Collected data:
[Start of section]

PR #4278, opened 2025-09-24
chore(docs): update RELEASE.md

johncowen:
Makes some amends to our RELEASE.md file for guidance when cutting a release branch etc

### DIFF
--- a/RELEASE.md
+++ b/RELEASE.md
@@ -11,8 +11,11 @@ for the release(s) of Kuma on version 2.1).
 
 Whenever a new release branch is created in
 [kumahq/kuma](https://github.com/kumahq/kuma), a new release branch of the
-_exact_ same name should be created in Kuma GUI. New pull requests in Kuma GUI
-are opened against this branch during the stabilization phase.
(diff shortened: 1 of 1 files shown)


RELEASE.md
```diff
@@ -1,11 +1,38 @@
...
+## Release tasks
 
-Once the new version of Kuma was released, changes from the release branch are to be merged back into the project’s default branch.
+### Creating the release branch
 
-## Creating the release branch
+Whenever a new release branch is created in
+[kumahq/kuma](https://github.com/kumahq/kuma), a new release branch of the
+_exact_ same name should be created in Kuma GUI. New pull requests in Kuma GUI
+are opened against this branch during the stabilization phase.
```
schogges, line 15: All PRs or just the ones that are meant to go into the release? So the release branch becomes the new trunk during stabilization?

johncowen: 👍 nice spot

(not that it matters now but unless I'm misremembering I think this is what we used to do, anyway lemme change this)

[End of section]
[Start of section]

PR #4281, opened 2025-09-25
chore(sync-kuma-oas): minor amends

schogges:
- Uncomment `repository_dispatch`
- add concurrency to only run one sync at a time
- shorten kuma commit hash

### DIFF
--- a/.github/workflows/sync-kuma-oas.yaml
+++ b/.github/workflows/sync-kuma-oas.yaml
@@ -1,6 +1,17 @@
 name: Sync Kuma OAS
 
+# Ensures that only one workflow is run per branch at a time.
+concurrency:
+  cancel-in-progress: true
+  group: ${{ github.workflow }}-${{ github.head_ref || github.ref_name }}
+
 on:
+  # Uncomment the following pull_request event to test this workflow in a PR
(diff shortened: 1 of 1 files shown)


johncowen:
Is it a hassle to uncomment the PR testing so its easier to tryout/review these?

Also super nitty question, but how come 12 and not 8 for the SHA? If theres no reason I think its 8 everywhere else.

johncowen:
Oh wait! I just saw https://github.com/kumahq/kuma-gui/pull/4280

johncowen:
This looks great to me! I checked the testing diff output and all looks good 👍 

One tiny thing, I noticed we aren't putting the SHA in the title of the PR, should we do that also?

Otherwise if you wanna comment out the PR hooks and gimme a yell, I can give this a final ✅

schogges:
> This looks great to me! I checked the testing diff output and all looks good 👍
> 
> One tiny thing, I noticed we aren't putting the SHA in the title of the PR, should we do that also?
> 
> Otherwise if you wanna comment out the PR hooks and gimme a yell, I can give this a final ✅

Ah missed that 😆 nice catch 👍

[End of section]
[Start of section]

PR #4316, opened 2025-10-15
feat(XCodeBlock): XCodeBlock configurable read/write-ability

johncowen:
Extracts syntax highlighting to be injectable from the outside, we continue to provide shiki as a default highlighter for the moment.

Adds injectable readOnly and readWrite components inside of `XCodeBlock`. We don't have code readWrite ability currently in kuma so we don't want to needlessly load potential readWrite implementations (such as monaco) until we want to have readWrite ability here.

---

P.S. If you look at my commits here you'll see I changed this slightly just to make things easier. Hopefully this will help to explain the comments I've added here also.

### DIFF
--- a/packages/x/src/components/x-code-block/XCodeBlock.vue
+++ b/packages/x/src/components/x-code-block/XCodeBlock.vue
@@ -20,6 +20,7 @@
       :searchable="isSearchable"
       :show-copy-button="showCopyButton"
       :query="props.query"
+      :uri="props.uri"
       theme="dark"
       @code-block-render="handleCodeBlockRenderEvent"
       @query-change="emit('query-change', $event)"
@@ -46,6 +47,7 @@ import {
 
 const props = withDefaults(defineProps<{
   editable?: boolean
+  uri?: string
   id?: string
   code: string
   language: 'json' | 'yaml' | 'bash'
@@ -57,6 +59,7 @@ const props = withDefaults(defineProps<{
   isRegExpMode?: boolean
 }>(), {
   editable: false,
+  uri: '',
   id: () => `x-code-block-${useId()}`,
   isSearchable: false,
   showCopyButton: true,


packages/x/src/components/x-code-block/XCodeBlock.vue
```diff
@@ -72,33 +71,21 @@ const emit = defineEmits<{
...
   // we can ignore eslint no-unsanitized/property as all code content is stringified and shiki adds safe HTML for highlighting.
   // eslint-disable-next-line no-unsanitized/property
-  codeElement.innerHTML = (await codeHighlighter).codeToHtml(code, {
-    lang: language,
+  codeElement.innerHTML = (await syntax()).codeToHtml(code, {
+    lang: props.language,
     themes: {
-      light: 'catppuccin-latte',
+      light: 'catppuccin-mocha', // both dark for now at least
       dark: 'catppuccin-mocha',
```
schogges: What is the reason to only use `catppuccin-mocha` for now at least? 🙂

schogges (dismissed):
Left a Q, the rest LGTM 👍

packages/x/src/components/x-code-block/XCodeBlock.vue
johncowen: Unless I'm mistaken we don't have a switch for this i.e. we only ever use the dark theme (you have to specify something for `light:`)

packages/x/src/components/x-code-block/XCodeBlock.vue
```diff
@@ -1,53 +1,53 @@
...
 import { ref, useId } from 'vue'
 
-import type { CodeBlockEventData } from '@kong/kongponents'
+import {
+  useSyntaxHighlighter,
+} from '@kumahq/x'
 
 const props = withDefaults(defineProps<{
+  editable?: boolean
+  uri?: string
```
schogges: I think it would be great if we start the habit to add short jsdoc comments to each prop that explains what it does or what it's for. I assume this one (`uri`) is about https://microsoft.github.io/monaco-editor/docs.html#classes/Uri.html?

[End of section]

Go through the records and report each line that contains "innerHTML".

Result:
-  codeElement.innerHTML = (await codeHighlighter).codeToHtml(code, {
+  codeElement.innerHTML = (await syntax()).codeToHtml(code, {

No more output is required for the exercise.